**TASK INSTRUCTIONS**
Start at the first line of the listing below. Write out each line exactly, stopping after the one that contains "const iconClass = 'input__validation-icon';".

(INPUT)

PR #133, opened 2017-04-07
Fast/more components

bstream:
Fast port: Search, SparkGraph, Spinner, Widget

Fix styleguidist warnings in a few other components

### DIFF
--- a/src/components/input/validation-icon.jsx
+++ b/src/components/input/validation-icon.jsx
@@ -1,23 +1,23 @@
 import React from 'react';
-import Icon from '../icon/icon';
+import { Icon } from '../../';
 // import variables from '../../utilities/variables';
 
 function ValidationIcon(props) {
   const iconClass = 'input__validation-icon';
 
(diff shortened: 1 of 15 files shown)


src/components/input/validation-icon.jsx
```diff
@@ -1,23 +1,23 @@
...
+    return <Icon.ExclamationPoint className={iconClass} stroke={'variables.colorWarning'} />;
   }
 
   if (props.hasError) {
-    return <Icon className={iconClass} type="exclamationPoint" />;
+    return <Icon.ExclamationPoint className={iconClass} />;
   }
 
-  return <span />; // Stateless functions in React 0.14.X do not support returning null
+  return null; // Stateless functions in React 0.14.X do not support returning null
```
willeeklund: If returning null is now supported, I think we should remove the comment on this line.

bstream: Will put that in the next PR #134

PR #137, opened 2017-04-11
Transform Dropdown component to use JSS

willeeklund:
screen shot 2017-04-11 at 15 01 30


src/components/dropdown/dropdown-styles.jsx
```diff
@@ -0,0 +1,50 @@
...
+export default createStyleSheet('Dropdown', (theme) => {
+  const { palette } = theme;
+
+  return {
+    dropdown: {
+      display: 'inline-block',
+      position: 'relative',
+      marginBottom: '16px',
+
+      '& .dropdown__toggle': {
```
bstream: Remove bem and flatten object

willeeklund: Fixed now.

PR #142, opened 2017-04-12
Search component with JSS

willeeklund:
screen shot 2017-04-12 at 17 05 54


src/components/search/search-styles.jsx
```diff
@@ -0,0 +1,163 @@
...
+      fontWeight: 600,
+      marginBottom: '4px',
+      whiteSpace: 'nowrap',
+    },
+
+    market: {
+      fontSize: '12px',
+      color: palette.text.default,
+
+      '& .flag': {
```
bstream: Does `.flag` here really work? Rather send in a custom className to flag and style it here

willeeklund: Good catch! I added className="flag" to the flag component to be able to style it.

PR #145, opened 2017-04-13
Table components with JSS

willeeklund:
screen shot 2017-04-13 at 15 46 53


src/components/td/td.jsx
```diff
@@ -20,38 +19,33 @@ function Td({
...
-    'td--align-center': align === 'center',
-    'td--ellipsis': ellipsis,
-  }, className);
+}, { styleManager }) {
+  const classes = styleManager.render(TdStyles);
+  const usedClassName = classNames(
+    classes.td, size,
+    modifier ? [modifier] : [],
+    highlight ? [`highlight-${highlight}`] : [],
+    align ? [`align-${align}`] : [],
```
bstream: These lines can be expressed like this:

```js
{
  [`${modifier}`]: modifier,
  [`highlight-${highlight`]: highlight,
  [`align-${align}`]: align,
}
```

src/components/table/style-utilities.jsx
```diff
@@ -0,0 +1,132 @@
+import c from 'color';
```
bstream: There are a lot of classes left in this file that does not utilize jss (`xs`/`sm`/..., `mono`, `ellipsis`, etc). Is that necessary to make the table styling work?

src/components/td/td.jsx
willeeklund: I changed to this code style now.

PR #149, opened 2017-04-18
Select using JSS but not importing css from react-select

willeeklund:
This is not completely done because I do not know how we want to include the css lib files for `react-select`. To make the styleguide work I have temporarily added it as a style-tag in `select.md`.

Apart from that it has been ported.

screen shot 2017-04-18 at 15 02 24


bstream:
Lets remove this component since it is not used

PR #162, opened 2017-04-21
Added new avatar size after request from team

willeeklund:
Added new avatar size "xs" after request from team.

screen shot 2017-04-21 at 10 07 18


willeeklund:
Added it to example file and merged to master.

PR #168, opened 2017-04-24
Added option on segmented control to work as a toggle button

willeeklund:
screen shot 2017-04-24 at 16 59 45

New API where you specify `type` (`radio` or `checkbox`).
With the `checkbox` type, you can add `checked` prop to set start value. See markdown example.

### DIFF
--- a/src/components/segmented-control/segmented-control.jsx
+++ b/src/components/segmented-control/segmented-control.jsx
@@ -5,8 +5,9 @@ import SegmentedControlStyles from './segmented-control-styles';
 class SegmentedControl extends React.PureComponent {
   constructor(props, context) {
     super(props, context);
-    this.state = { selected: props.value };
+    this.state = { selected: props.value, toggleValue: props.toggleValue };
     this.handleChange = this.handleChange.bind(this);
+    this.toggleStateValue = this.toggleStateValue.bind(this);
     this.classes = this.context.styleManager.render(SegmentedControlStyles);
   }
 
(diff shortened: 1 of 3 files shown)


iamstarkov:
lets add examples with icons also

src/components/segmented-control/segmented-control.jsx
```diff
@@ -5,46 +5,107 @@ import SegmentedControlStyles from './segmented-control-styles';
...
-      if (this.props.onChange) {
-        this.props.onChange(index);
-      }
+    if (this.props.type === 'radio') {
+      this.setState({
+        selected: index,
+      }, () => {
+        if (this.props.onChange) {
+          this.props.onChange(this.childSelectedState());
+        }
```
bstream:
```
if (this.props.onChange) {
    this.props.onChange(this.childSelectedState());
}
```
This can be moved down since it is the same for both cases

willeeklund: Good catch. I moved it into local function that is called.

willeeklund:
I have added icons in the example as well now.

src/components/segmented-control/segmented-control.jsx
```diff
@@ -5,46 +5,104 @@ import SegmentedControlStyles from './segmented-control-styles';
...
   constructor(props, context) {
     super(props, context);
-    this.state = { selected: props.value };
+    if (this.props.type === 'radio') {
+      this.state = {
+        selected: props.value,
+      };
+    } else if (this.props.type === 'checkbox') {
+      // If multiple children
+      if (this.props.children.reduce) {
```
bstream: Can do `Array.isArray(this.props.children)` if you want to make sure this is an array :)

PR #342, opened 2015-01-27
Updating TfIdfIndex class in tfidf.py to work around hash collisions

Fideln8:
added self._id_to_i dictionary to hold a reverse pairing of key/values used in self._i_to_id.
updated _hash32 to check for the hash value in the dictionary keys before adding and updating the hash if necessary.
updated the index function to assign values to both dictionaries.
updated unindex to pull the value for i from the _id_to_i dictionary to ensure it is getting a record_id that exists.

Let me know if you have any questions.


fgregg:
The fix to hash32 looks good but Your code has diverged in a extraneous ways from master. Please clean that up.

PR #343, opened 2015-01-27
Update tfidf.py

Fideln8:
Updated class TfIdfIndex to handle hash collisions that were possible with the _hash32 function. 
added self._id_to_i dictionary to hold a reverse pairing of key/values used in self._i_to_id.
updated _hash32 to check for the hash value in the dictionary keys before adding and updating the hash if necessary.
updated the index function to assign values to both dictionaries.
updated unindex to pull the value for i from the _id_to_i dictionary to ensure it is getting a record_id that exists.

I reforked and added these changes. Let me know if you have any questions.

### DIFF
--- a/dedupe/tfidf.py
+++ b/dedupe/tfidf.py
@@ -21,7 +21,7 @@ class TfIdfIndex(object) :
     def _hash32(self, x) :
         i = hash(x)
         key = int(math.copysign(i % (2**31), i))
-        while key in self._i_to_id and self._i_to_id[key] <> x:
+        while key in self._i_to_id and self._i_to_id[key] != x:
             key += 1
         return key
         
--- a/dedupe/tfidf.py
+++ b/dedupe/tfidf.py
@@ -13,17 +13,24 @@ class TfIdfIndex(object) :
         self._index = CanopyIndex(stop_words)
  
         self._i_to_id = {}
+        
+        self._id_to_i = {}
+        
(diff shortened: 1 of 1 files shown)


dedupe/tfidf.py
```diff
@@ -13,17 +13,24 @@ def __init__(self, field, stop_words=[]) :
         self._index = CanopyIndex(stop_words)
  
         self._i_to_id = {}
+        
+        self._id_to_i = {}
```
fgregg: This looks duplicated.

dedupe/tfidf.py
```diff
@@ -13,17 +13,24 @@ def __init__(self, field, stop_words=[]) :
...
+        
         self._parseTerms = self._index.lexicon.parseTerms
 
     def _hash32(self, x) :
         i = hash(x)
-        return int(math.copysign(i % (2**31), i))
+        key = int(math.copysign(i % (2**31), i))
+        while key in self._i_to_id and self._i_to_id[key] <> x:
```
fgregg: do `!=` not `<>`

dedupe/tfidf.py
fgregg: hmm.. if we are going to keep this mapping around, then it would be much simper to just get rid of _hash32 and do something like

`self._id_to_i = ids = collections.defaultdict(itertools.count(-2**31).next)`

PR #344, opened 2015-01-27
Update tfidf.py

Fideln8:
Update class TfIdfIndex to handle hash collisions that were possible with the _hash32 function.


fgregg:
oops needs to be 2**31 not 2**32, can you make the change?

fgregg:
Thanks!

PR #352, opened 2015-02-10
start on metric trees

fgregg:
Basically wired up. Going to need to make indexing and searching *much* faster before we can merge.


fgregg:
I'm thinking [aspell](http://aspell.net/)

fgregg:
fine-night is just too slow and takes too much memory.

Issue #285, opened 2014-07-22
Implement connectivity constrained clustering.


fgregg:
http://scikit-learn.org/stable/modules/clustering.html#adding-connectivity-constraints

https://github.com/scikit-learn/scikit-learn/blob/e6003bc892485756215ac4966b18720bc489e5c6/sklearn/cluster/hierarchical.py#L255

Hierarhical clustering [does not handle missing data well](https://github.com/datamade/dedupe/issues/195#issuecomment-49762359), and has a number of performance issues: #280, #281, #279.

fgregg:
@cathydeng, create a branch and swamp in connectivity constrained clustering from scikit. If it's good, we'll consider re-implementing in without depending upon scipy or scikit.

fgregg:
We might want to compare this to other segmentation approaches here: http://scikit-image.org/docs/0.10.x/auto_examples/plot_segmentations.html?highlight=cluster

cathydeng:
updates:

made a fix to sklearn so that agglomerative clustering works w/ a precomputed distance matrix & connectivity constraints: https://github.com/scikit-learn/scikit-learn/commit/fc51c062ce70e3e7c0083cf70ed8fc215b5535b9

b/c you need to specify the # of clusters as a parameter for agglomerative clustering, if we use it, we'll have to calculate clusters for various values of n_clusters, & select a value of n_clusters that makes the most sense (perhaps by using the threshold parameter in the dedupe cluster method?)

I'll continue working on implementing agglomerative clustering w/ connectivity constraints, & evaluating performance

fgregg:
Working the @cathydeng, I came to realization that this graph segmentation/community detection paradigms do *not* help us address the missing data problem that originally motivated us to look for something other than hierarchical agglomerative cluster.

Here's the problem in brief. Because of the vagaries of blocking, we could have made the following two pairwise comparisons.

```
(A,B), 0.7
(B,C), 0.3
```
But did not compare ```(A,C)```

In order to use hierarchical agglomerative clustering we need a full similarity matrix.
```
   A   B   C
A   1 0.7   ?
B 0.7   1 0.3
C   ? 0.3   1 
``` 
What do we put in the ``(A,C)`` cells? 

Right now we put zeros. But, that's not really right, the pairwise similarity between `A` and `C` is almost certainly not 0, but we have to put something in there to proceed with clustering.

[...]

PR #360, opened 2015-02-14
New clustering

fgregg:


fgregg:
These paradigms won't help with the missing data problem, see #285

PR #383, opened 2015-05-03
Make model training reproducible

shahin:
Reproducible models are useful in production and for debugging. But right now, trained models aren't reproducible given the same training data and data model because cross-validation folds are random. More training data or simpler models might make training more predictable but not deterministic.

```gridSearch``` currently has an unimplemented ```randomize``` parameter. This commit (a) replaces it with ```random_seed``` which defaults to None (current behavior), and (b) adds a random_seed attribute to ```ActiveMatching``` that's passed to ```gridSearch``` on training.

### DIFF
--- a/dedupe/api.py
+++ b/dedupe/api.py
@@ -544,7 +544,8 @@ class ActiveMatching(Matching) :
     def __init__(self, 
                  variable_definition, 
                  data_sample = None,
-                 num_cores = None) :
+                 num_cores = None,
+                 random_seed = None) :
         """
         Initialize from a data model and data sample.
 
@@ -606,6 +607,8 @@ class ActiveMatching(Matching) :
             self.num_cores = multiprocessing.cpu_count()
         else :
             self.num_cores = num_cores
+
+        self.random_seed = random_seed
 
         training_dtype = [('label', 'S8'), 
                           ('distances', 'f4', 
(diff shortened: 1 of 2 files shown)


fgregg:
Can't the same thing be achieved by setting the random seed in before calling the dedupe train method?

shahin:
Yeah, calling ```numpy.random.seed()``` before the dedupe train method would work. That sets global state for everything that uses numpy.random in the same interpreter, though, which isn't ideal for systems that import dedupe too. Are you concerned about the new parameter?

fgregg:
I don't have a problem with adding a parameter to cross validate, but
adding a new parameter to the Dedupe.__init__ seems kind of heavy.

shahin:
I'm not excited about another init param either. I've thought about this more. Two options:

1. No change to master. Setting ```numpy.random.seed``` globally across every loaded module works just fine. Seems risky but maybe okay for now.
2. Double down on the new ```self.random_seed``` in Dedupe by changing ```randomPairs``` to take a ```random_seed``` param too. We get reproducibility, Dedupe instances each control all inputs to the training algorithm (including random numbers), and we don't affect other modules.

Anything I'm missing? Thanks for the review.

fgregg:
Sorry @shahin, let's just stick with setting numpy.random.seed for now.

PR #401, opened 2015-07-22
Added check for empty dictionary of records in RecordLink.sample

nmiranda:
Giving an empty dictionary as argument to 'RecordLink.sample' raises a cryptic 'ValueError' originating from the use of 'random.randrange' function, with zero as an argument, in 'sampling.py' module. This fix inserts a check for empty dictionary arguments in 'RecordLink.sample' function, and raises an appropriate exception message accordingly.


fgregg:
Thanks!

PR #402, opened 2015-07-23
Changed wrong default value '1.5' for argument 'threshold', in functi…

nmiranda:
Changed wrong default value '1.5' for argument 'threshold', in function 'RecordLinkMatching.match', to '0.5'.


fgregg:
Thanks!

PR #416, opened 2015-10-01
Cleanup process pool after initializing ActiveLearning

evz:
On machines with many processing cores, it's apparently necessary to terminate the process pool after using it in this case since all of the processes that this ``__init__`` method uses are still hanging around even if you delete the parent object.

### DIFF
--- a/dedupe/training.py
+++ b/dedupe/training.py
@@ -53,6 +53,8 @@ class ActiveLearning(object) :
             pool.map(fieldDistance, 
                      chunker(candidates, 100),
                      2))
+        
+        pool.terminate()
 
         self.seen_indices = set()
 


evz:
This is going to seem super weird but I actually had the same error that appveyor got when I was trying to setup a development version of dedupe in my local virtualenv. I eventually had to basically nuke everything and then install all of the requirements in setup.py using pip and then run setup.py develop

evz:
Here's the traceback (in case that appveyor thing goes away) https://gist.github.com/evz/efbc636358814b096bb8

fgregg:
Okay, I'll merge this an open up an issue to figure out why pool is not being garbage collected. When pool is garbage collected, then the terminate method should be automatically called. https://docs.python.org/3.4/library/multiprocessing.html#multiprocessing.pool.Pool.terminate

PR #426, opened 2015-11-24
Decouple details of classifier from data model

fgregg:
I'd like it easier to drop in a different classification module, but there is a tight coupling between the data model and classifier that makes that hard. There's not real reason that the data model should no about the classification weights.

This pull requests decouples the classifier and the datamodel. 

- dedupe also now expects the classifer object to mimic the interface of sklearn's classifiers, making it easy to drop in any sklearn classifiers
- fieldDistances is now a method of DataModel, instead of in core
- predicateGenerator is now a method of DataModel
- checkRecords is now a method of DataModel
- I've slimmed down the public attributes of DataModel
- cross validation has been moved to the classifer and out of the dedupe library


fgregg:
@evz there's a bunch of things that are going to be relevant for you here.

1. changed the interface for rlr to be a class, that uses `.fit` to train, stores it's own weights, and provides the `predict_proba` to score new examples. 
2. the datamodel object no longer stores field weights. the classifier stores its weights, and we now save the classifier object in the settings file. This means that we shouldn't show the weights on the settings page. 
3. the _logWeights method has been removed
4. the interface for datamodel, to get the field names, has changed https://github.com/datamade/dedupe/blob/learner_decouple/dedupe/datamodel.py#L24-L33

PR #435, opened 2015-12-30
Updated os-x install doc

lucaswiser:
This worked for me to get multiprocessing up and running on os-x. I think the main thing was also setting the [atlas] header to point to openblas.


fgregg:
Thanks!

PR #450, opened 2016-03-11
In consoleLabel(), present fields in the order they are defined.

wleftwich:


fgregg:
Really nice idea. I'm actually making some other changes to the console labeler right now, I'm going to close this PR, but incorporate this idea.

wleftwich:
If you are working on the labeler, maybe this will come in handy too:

(End INPUT)

**ANSWER FOR THE TASK**
PR #133, opened 2017-04-07
Fast/more components

bstream:
Fast port: Search, SparkGraph, Spinner, Widget

Fix styleguidist warnings in a few other components

### DIFF
--- a/src/components/input/validation-icon.jsx
+++ b/src/components/input/validation-icon.jsx
@@ -1,23 +1,23 @@
 import React from 'react';
-import Icon from '../icon/icon';
+import { Icon } from '../../';
 // import variables from '../../utilities/variables';
 
 function ValidationIcon(props) {
   const iconClass = 'input__validation-icon';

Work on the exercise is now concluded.